Sam Khanna, currently general manager for Unisys' North American IT Services unit, violated an agreement to repay benefits if he moved to a competing company within twelve months of exercising those benefits, IBM claims in court documents filed last week in U.S. District Court for Southern New York.
Khanna held a number of high-level posts at IBM from 1996 until May of 2008, when he joined Unisys. IBM is suing him for more than $500,000. It's asking the court to order Khanna to repay the benefits and also pay punitive damages and legal costs.
"Less than twelve months after exercising large quantities of options and accepting hundreds of (restricted stock units), which allowed him to realize $506,935.33 in income--$266,170.19 of which came from options exercised and RSU releases accepted in the last few weeks of his employment with IBM-Khanna left IBM and shortly thereafter began employment with Unisys," IBM states in its court filing.

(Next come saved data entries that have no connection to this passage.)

PR #1572, opened 2019-03-25
Introduce Network Support (System Link/Lan)

LukeUsher:
This PR builds upon the existing NVNet network hardware emulation to allow System Link/Lan play.

Notes:
* LAN Play/System Link works across Real hardware, Cxbx-R, and XQEMU: Players from all three can join in matches together, provided they are on the same local network.
 * Playing with Real Hardware & XQEMU requires keys dumped from a real xbox. A python script for dumping keys with xboxpy is provided by JayFoxRox [Here](https://github.com/JayFoxRox/xbox-tools/blob/master/python-scripts/dump-keys.py)
* MAC address based networking is functional (System Link will work), but TCP/IP networking is still broken: so no internet access or FTP servers in Cxbx-R just yet.
* Due to limitations with PCAP drivers, LAN play is only guaranteed to work over Ethernet, Wifi is currently unsupported, but may work on certain configurations.

Special thanks to mborgerson (who reverse engineered the NVNet hardware and implemented it within XQEMU), JayFoxRox (for the key dumping script, general tips/support and testing), and the rest of the XQEMU team for helping to make this possible.

image

image

image

image


RadWolfie:
Wireshark is using git, add a gitmodule is possible. (I did tested myself with git software) Source: https://code.wireshark.org/review/#/admin/projects/winpcap

It's my understanding you had included a pre-compiled library in the repo. If the header and library files are all we need, then it is possible to minimize unused files like @PatrickvL did to distorm's import. It would be great to include a link to the source code in the winpcap's readme file.

Other than that, I had tested a system without winpcap which appear does not able to get an IP address. At least, Cxbx-Reloaded is able to run normally without winpcap.

resource/Cxbx.rc
```diff
@@ -55,6 +55,11 @@ BEGIN
     BEGIN
     END
 
+	IDD_NETWORK_CFG, DIALOG
```
RadWolfie: Why tabs in Cxbx.rc file? Seems like this was done manually than VS's tool.

src/common/EmuEEPROM.cpp
```diff
@@ -223,6 +224,34 @@ void EmuEEPROMReset(xboxkrnl::XBOX_EEPROM* eeprom)
 	eeprom->UserSettings.ParentalControlMovies = XC_PC_MAX; // = XC_PRTL_CRTL_MAX
 	eeprom->UserSettings.MiscFlags = 0;  // No automatic power down
 
-	// TODO: Online Settings
+	// Online Settings
```
RadWolfie: All three, Serial Number, MAC Address, and Online Key fields appear to remain zero'd after press "reset" button. I think this is an old bug.

resource/Cxbx.rc
LukeUsher: This was edited with Visual Studio, so no idea

src/common/EmuEEPROM.cpp
LukeUsher: Yeah, it does actually reset the eeprom, just doesn't refresh the dialog.

LukeUsher:
> Wireshark is using git, add a gitmodule is possible. (I did tested myself with git software) Source: https://code.wireshark.org/review/#/admin/projects/winpcap
> 
> It's my understanding you had included a pre-compiled library in the repo. If the header and library files are all we need, then it is possible to minimize unused files like @PatrickvL did to distorm's import. It would be great to include a link to the source code in the winpcap's readme file.
> 
> Other than that, I had tested a system without winpcap which appear does not able to get an IP address. At least, Cxbx-Reloaded is able to run normally without winpcap.

winpcap is not necessarily from wireshark: It's a separate library, wireshark just happen to also use it.
Note that we use the winpcap SDK and precompiled library, mostly because it failed to compile correctly with MSVC 2017.

src/common/EmuEEPROM.cpp
RadWolfie: Here's the steps I took.

1. Open Config Eeprom
2. Click Reset button
3. Click Accept button
4. Open Config Eeprom

Result is still the same, all zero'd. Even the EEPROM.bin file shows the same thing as well.

RadWolfie: Issue is resolved, I can verified all three fields are functional.

src/core/kernel/exports/EmuKrnlPhy.cpp
```diff
@@ -0,0 +1,337 @@
+// This is an open source non-commercial project. Dear PVS-Studio, please check it.
+// PVS-Studio Static Code Analyzer for C, C++ and C#: http://www.viva64.com
+// ******************************************************************
+// *
+// *    .,-:::::    .,::      .::::::::.    .,::      .:
```
RadWolfie: This ASCII art had been removed from all source files.

The same for...
* `src/gui/DlgNetworkConfig.cpp`
* `src/gui/DlgNetworkConfig.h`

LukeUsher: Sorry, these files were created before the ascii art removal; they date back a full year, they just never made it into the main builds until now

LukeUsher: I’ll fix it tomorrow

src/devices/EmuNVNet.cpp
```diff
@@ -385,7 +256,7 @@ void EmuNVNet_UpdateIRQ()
 {
 	if (EmuNVNet_GetRegister(NvRegIrqMask, 4) &&
 		EmuNVNet_GetRegister(NvRegIrqStatus, 4)) {
-		DBG_PRINTF("Asserting IRQ\n");
+		DBG_PRINTF("EmuNVNet: Asserting IRQ\n");
```
RadWolfie: Pretty sure this should be `NET: Asserting IRQ\n`.

fancymelonub:
It's possible to play on Wi-Fi using the Microsft KNET Loopback Adapter. Just saying.

src/devices/EmuNVNet.cpp
```diff
@@ -435,7 +306,7 @@ int EmuNVNet_MiiReadWrite(uint64_t val)
 
 uint32_t EmuNVNet_Read(xbaddr addr, int size)
 {
-	DBG_PRINTF("Read%d: %s (0x%.8X)\n", size, EmuNVNet_GetRegisterName(addr), addr);
+	DBG_PRINTF("NET : Read%d: %s (0x%.8X)\n", size * 8, EmuNVNet_GetRegisterName(addr), addr);
```
RadWolfie: NET prefix is not necessary here since `DBG_PRINTF` is forward macro to `DBG_PRINTF_EX` which already include the prefix macro.

src/devices/EmuNVNet.cpp
```diff
@@ -499,7 +474,20 @@ void EmuNVNet_Write(xbaddr addr, uint32_t value, int size)
 		break;
 	}
 
-	DBG_PRINTF("Write%d: %s (0x%.8X) = 0x%.8X\n", size, EmuNVNet_GetRegisterName(addr), addr, value);
+	DBG_PRINTF("NET : Write%d: %s (0x%.8X) = 0x%.8X\n", size * 8, EmuNVNet_GetRegisterName(addr), addr, value);
```
RadWolfie: Same here, NET prefix is already included.

RadWolfie:
Since the settings' structure has increased, the setting's version need a increment.
https://github.com/Cxbx-Reloaded/Cxbx-Reloaded/blob/cfabb7f09ba1b4098b0d4ab865b4091846278705/src/common/Settings.cpp#L48

PatrickvL:
@RadWolfie I marked 'resolved' all remarks you made that have now been addressed. If you could do one final review, I'll be happy give you the honors of merging this gem.

Nice work @LukeUsher !

HyperScorpio:
XBOX Live is alive. The fans are waiting for this. Congrats to all is involved here!

LukeUsher:
@HyperScorpio this is NOT Xbox Live, this is System Link/LAN play.

Tom-Neverwinter:
Hopefully this helps pave the way for xlink kai support. Looking forward to possible xbox live emulation in the future. This is a massive milestone, congratulations!!!!

LukeUsher:
@Tom-Neverwinter there's no reason XLink Kai shouldn't work already: All XLink Kai does, is forward System Link packets over the internet.

PR #1579, opened 2019-04-05
Fix a deadlock in KiTimerExpiration caused by KeWaitForSingleObject

ergo720:
This was meant for LLE USB, but the deadlock can also happen on current develop so it's beneficial to upstream.


PatrickvL:
LGTM!

PR #1581, opened 2019-04-08
Respect Xbox presentation interval 

LukeUsher:
This allows us to improve our frame-limiter, so that we can disable it
if a game does not require a fixed frame-rate, and enable it for titles
that do: The uncap frame-rate hack is no longer required for those titles.

Result:
XDK Samples can now run at high frame-rates (100+ fps) without effecting actual
speed (just like on real hardware)

JSRF and other titles that tie game speed to frame-rate are limited to
60FPS.

Fixed broken VSYNC handling too: Disable VSYNC has been broken since the
D3D9 port, perhaps before then.

QueryPerformanceCounter patch has been removed: This is better handled by our RDTSC patching code, and is no longer required.


LukeUsher:
Please make sure to properly test this before merging to make sure that
1. Frame Limited games (such as JSRF) run at the correct speeds
2. RDTSC sensitive games still work as expected (Zapper is known to be problematic)

src/core/hle/D3D8/Direct3D9/Direct3D9.cpp
```diff
@@ -4555,19 +4546,42 @@ DWORD WINAPI XTL::EMUPATCH(D3DDevice_Swap)
...
+                multiplier = 3.0f;
+                break;
+            case D3DPRESENT_INTERVAL_FOUR:
+                multiplier = 4.0f;
+                break;
+        }
 
-		frameStartTime = std::chrono::high_resolution_clock::now();
-	}
+        auto targetDuration = std::chrono::duration<double, std::milli>(((1.0f / targetRefreshRate) * multiplier) * 1000.0f);
```
PatrickvL: The final multiplication by `1000.0f` could be removed if the initial `1.0f` numerator is changed into `1000.0f` instead.

src/core/hle/D3D8/Direct3D9/Direct3D9.cpp
```diff
@@ -4555,19 +4546,42 @@ DWORD WINAPI XTL::EMUPATCH(D3DDevice_Swap)
...
+        while (std::chrono::high_resolution_clock::now() - frameStartTime < targetDuration) {
+            // We use an empty while loop because actually sleeping is too unstable
```
PatrickvL: I know this code isn't new, but I'm still convinced that a more efficient wait can be employed here.

Currently, this loop is burning cycles at a 100% load of the core it's running on. 
There exist a number of ways to pass time without this burden, like SwitchToThread(), Sleep(0), Sleep(1), WaitForSingleObject, etc.
Each of those API's has specific characteristics; We're primarily interested in the highest precision.
Given these numbers, we could select the best-fitting wait function, considering the amount of time to be slept.
This way, the biggest elapses of sleep-time can be covered with a low impact on system resources.
Any remaining sleep-time that no API covers, can still be dealt with via  hot-loop like we currently have.
If not now, then at least consider creating an issue for this functionality.

src/core/hle/XAPI/Xapi.cpp
```diff
@@ -1484,21 +1484,6 @@ LPVOID WINAPI XTL::EMUPATCH(ConvertThreadToFiber)
...
-// ******************************************************************
-ULONGLONG CxbxGetPerformanceCounter(bool acpi); // implemented in EmuKrnlKe.cpp
-BOOL WINAPI XTL::EMUPATCH(QueryPerformanceCounter)
-(
-	LARGE_INTEGER * lpPerformanceCount
-)
-{
-	// NOTE: QueryPerformanceCounter runs from the tsc via RdTsc (733mhz)
-	// However, KeQueryPerformanceCounter runs at 3.375Mhz, so we can't use that here
-	lpPerformanceCount->QuadPart = CxbxGetPerformanceCounter(false);
```
PatrickvL: Please check if the boolean argument to `CxbxGetPerformanceCounter` is still required?

src/core/hle/D3D8/Direct3D9/Direct3D9.cpp
```diff
@@ -1916,21 +1917,11 @@ static DWORD WINAPI EmuCreateDeviceProxy(LPVOID)
...
-                    if(!g_XBVideo.bVSync && (g_D3DCaps.PresentationIntervals & D3DPRESENT_INTERVAL_IMMEDIATE) && g_XBVideo.bFullScreen)
-                        g_EmuCDPD.HostPresentationParameters.FullScreen_PresentationInterval = D3DPRESENT_INTERVAL_IMMEDIATE;
-                    else
-                    {
-                        if(g_D3DCaps.PresentationIntervals & D3DPRESENT_INTERVAL_ONE && g_XBVideo.bFullScreen)
-                            g_EmuCDPD.HostPresentationParameters.FullScreen_PresentationInterval = D3DPRESENT_INTERVAL_ONE;
-                        else
-                            g_EmuCDPD.HostPresentationParameters.FullScreen_PresentationInterval = D3DPRESENT_INTERVAL_DEFAULT;
-                    }
+					g_EmuCDPD.HostPresentationParameters.PresentationInterval = g_XBVideo.bVSync ? D3DPRESENT_INTERVAL_ONE : D3DPRESENT_INTERVAL_IMMEDIATE;
```
PatrickvL: Why is `FullScreen_PresentationInterval` no longer set? Won't this change impact `bFullScreen`-mode?

src/core/hle/XAPI/Xapi.cpp
LukeUsher: The boolean argument is required: Since false indicates it should return timing based on Xbox Clock (733mhz, used for our rdtsc intercept), but true indicates that it should return timing based on the System Timer Frequency (3.375mhz, used for the ACPI timer, as used by KeQueryPerformanceCounter).

QueryPerformanceCounter/Rdtsc use 733mhz has a clock source, 
KeQueryPerformanceCounter uses the APCI timer as a clock source.

src/core/hle/D3D8/Direct3D9/Direct3D9.cpp
LukeUsher: FullScreen_PresentationInterval is an alias for PresentationInterval in D3D9, the same field is used for both Windowed and Fullscreen

src/core/hle/D3D8/Direct3D9/Direct3D9.cpp
```diff
@@ -1916,21 +1917,11 @@ static DWORD WINAPI EmuCreateDeviceProxy(LPVOID)
                 {
                     g_EmuCDPD.HostPresentationParameters.Windowed = !g_XBVideo.bFullScreen;
 
-                    if(g_XBVideo.bVSync)
-                        g_EmuCDPD.HostPresentationParameters.SwapEffect = XTL::D3DSWAPEFFECT_COPY; // Was D3DSWAPEFFECT_COPY_VSYNC;
```
PatrickvL: If `SwapEffect` is no longer set here, what value will it default to?

LukeUsher: As current windowed behavior, it defaults to whatever was in the Xbox field

PatrickvL:
Please bear with me about this I'm wondering about:

Some Xbox software might not do any timing, and totally rely on the speed of the system (CPU, GPU, memory-bandwidth, etc).
On a real machine this would result in a certain frame-rate that users are used to - a frame rate which they'd expect Cxbx-Reloaded to show too.
But if we're not limiting frame-rate at all, Cxbx-Reloaded will render as fast as the host allows, which could be many times as fast as the real machine.
Therefor, for those cases, frame-rate limiting would still be desirable.
Either via a hack, or via some sort of load-detection, so that the speed of the real machine could still be guestimated.

So, it might be wise not remove the hack entirely just yet...

src/core/hle/XAPI/Xapi.cpp
PatrickvL: Yeah, I'm aware. It just needs checking if by any chance all callers pass in the same value now?

LukeUsher:
For most games, the frame rate is entirely disconnected from the speed: weather the game runs at 100fps or 1000fps, those games run at the same speed, the only difference is a smoother appearance. 

This implementation supports that scenario, while capping the frame rate for titles that ask for it. 

Any title that ties speed to frame rate will set these values in real hardware. Otherwise they’d end up with certain low-load scenes (for example less enemies on screen) running too fast to be playable.

src/core/hle/XAPI/Xapi.cpp
LukeUsher: they don’t. Our rdtsc implementation passes false (for 733mhz) and KeQueryPerformanceCounter passes true (for 3mhz)

PatrickvL:
To further reason on that;

What if some titles, during heavy-load scenes, **temporarily** skip any timing or frame-rate limiting, to try reach the highest possible frame-rate the real machine can produce.

During these phases, Cxbx-Reloaded might run way too fast.

Granted, we currently run way too slow under many other scenario's, but running too fast is still a real issue to consider, wouldn't you agree?

LukeUsher:
>What if some titles, during heavy-load scenes, temporarily skip any timing or frame-rate limiting, to try reach the highest possible frame-rate the real machine can produce.`

This sounds like a very unlikely edge case that should be addressed if it comes up in testing: It seems especially unlikely when using the Presentation Interval as a limiter has zero performance impact: Enabling it has no drawbacks other can capping the maximum frame-rate. Even if the game disabled it's own frame limiting, if it would set a presentation interval, it would never exceed that maximum frame-rate.

So what you're proposing requires a very specific scenario (all of the below would have to be true)
1. The game is programmed in such a way that frame-rate effects game speed (This is rare/only a problem for a tiny subset of games, since Microsoft specifically state *NOT* to do this, most games are frame-rate independent, it's also undesirable as it means that if the frame-rate drops, the game would run too slow instead of just appearing less smooth)
2. For most of the game, there is a presentation interval set that limits the frame rate, to prevent the game running too fast because of point 1. 
3. A specific scene disables ALL frame-limiting because the developer *assumes* it's impossible to reach the target frame-rate (But the calls to disable the presentation interval *add* overhead and cause some GPU state to be flushed, which would defeat the point of trying to get maximum performance)
4. The specific scene must be heavy enough that real hardware cannot ever reach full speed, otherwise the game has a chance of running too fast on real hardware

Saying that, it's not impossible that there are some games effected by this, so I think we should wait until we see them, and add an exception for those specific games: as to not negatively effect titles that don't require it.

PatrickvL:
Agreed - glad we worked that out ;)

src/core/hle/D3D8/Direct3D9/Direct3D9.cpp
```diff
@@ -4574,13 +4578,21 @@ DWORD WINAPI XTL::EMUPATCH(D3DDevice_Swap)
...
-        auto targetDuration = std::chrono::duration<double, std::milli>(((1.0f / targetRefreshRate) * multiplier) * 1000.0f);
-        while (std::chrono::high_resolution_clock::now() - frameStartTime < targetDuration) {
-            // We use an empty while loop because actually sleeping is too unstable
-            // Sleeping causes the frame duration to jitter...
-            ;
+        auto targetDuration = std::chrono::duration<double, std::milli>(((1000.0f / targetRefreshRate) * multiplier));
+        auto targetTimestamp = frameStartTime + targetDuration;
+
+        // If we need to wait for a larger amount of time (>= 1 frame at 60FPS), we can just sleep
+        if (std::chrono::duration_cast<std::chrono::milliseconds>(targetTimestamp - std::chrono::high_resolution_clock::now()).count() > 16) {
```
LukeUsher: This approach could possibly be improved in the future, but for now it's better than what we have

slx7R4GDZM: Won't sleeping be slightly off for frametimes that use decimal milliseconds like 30 or 60 FPS?
It might be better to just have an option to choose between sleeping and busy waiting.

LukeUsher: Honestly I'm okay with just busy-waiting: sleep-related jitter is undesirable but then we have users on laptops who cry at high/wasted CPU usage :P

If it helps, in testing I'm able to get a stable 60FPS
image

PatrickvL: To avoid jitter, only a remainder of the entire wait could be busy-waited.

But lets keep that as an exercise for another day.

PatrickvL:
Status : All review remarks are addressed.

Awaiting results from testers...

LukeUsher:
So far, it has been reported that
1. JSRF still runs at the correct speed of 60FPS (except when the user's computer is too slow to keep-up)
2. Phantasy Star Online now runs at the correct speed of 30FPS, instead of too-fast at 60FPS
3. XDK samples that disable frame limiting can still reach high FPS, XDK samples that limit frame-rate are able to get stable 60FPS
4. Otogi no longer runs too-fast, but still remains unplayable due to other, existing emulation issues.

src/common/Settings.hpp
```diff
@@ -207,7 +207,6 @@ class Settings
 	// Hack settings
 	struct s_hack {
 		bool DisablePixelShaders;
-		bool UncapFramerate;
```
RadWolfie: Please restore this, then mark as unused or pad. Thanks!

P.S. You do not need to keep the name `UncapFramerate`.

LukeUsher: I could do this, but first I have to question why this matters: The Settings code saves/loads these values like this
```
	m_hacks.DisablePixelShaders = m_si.GetBoolValue(section_hack, sect_hack_keys.DisablePixelShaders, /*Default=*/false);
	m_hacks.UseAllCores = m_si.GetBoolValue(section_hack, sect_hack_keys.UseAllCores, /*Default=*/false);
	m_hacks.SkipRdtscPatching = m_si.GetBoolValue(section_hack, sect_hack_keys.SkipRdtscPatching, /*Default=*/false);
	m_hacks.ScaleViewport = m_si.GetBoolValue(section_hack, sect_hack_keys.ScaleViewPort, /*Default=*/false);
	m_hacks.DirectHostBackBufferAccess = m_si.GetBoolValue(section_hack, sect_hack_keys.DirectHostBackBufferAccess, /*Default=*/false);
```

So as far as I can tell: nothing relies on the order of values, or this being present

RadWolfie: To maintenance global memory share, the size must be exact. Otherwise running a newer or older cxbx-r build will read outside the global memory share allocation size.

There are reasons of extra paddings for most settings to allow add new setting without need to bump a version.

LukeUsher: Ah, so this is a problem if the user tries to run multiple versions of Cxbx-R simultaneously? Otherwise I don't see the issue

RadWolfie: That is correct. You may not see the issue, I do. 😛 I tend to look in (developer) and *out* (user) of the box to ensure all the safety are implemented.

Once we have individual memory shared functional, then versions and removal/additional would not matter at all.

PatrickvL:
There've been plenty of reports on this commit in our Discord channel Showcase, to justify merge

PR #1584, opened 2019-04-11
Allow XBE Section preload to fail

LukeUsher:
Since all sections in all Xbes are usually marked as preload, the Xbox
kernel attempts to load them all.

In some titles (for example, Lego Star Wars DVD demo) the whole XBE is
too large to fit in RAM, and it is *expected* for the preload to fail.

Previously, when hit with this scenario, Cxbx-R would hard crash.

Now it mirrors hardware behavior and gracefully continues, skipping the
failed Xbe section.

Q: Why is this the case?
A: It's possible (and proven) that with titles such as the Lego Star Wars
DVD Demo, *all* game data is contained within the XBE file, rather than
on-disc as raw files. Naturally, these are too big to fit into the Xbox
RAM, so certain large sections fail to allocate, and are skipped
entirely by the Xbox Kernel.

The game then reads data from these sections by *not* loading them to
memory, but parsing the section *headers* to do raw file-io and read the
Xbe file as a binary blob, parsing the virtual filesystem.

This change allows Lego Star Wars DVD Demo (and other large Xbe titles)
to boot.

Lego Star Wars DVD Demo doesn't work yet, however, as it attempts a
dashboard update and fails, but it no longer crashes the whole emulator.

### DIFF
--- a/src/core/kernel/memory-manager/VMManager.cpp
+++ b/src/core/kernel/memory-manager/VMManager.cpp
@@ -1746,6 +1746,7 @@ xboxkrnl::NTSTATUS VMManager::XbAllocateVirtualMemory(VAddr* addr, ULONG ZeroBit
 
 	// Attempt to commit the requested range with VirtualAlloc *before* setting up and reserving the PT
 	// This allows an early-out in a failure scenario (Test Case: Star Wars Battlefront DVD Demo: LA-018 v1.02)
+    // We don't commit the requested range if it's within our placeholder, since that was already allocated earlier
 	if (AlignedCapturedBase >= XBE_MAX_VA)
 	{
 		if (!VirtualAlloc((void*)AlignedCapturedBase, AlignedCapturedSize, MEM_COMMIT,
--- a/src/core/kernel/memory-manager/VMManager.cpp
+++ b/src/core/kernel/memory-manager/VMManager.cpp
@@ -1744,6 +1744,19 @@ xboxkrnl::NTSTATUS VMManager::XbAllocateVirtualMemory(VAddr* addr, ULONG ZeroBit
 		goto Exit;
 	}
 
+	// Attempt to commit the requested range with VirtualAlloc *before* setting up and reserving the PT
+	// This allows an early-out in a failure scenario (Test Case: Star Wars Battlefront DVD Demo: LA-018 v1.02)
+	if (AlignedCapturedBase >= XBE_MAX_VA)
+	{
+		if (!VirtualAlloc((void*)AlignedCapturedBase, AlignedCapturedSize, MEM_COMMIT,
+			(ConvertXboxToWinProtection(PatchXboxPermissions(Protect))) & ~(PAGE_WRITECOMBINE | PAGE_NOCACHE)))
+		{
+			DBG_PRINTF("%s: VirtualAlloc failed to commit the memory! The error was %d\n", __func__, GetLastError());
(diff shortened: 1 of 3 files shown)


src/core/kernel/memory-manager/VMManager.cpp
```diff
@@ -1744,6 +1744,19 @@ xboxkrnl::NTSTATUS VMManager::XbAllocateVirtualMemory(VAddr* addr, ULONG ZeroBit
 		goto Exit;
 	}
 
+	// Attempt to commit the requested range with VirtualAlloc *before* setting up and reserving the PT
+	// This allows an early-out in a failure scenario (Test Case: Star Wars Battlefront DVD Demo: LA-018 v1.02)
+	if (AlignedCapturedBase >= XBE_MAX_VA)
```
PatrickvL: Dangling {

src/core/kernel/memory-manager/VMManager.cpp
```diff
@@ -1769,18 +1782,6 @@ xboxkrnl::NTSTATUS VMManager::XbAllocateVirtualMemory(VAddr* addr, ULONG ZeroBit
 		PointerPte++;
 	}
 
-	// Actually commit the requested range but don't if it's inside the placeholder or we are committing an xbe section so that
```
PatrickvL: The gist of this comment got lost, please restore the still-valid parts (about the placeholder, XeLoadSection, etc) in the replacement comment above.

src/core/kernel/memory-manager/VMManager.cpp
LukeUsher: This was just a move/copy from from lower in the code, not new code: Figured style changes was outside of the scope since it's not new code, or a replacement for existing.

I could fix it, but then the PR would be larger ;)

src/core/kernel/memory-manager/VMManager.cpp
```diff
@@ -1744,6 +1744,19 @@ xboxkrnl::NTSTATUS VMManager::XbAllocateVirtualMemory(VAddr* addr, ULONG ZeroBit
 		goto Exit;
 	}
 
+	// Attempt to commit the requested range with VirtualAlloc *before* setting up and reserving the PT
+	// This allows an early-out in a failure scenario (Test Case: Star Wars Battlefront DVD Demo: LA-018 v1.02)
+	if (AlignedCapturedBase >= XBE_MAX_VA)
+	{
+		if (!VirtualAlloc((void*)AlignedCapturedBase, AlignedCapturedSize, MEM_COMMIT,
+			(ConvertXboxToWinProtection(PatchXboxPermissions(Protect))) & ~(PAGE_WRITECOMBINE | PAGE_NOCACHE)))
+		{
```
PatrickvL: Nit : dangling { here too
(knowing this was already the case)

src/core/kernel/memory-manager/VMManager.cpp
LukeUsher: The comment wasn't entirely correct as it's not just to allow XeLoadSection to work: It's for *any* allocation that is requested within the Xbe Base address, and XeLoadSection sometimes allocated sections outside of this reserved area (which is part of what this PR addresses)

That said, I'll add a similar remark about the placeholder

LukeUsher: Command has been updated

"Khanna knew that his employment at Unisys was a violation of the non-compete provisions" in his benefit plans, IBM says. "Here thereby intended to defraud IBM with his material false representations," IBM charges.
Khanna has yet to file a formal response to the allegations. Microchip expert Papermaster in January settled a noncompete lawsuit filed against him by IBM and in April joined Apple.
Under the settlement, Papermaster must check in with IBM if he suspects that any innovations he develops at Apple infringe on confidential or proprietary information he picked up during his years of work at Big Blue.
What's more, the settlement dictates that IBM, and only IBM, gets to decide if the techniques in question derive from its intellectual property, and its decisions are not subject to appeal -- even to the court. Papermaster must also submit to IBM, on two occasions prior to Oct. 15, a declaration that, under penalty of perjury, states that he's not using confidential IBM material in his role at Apple.
Maybe it's just better to stay in Armonk--it's certainly cheaper.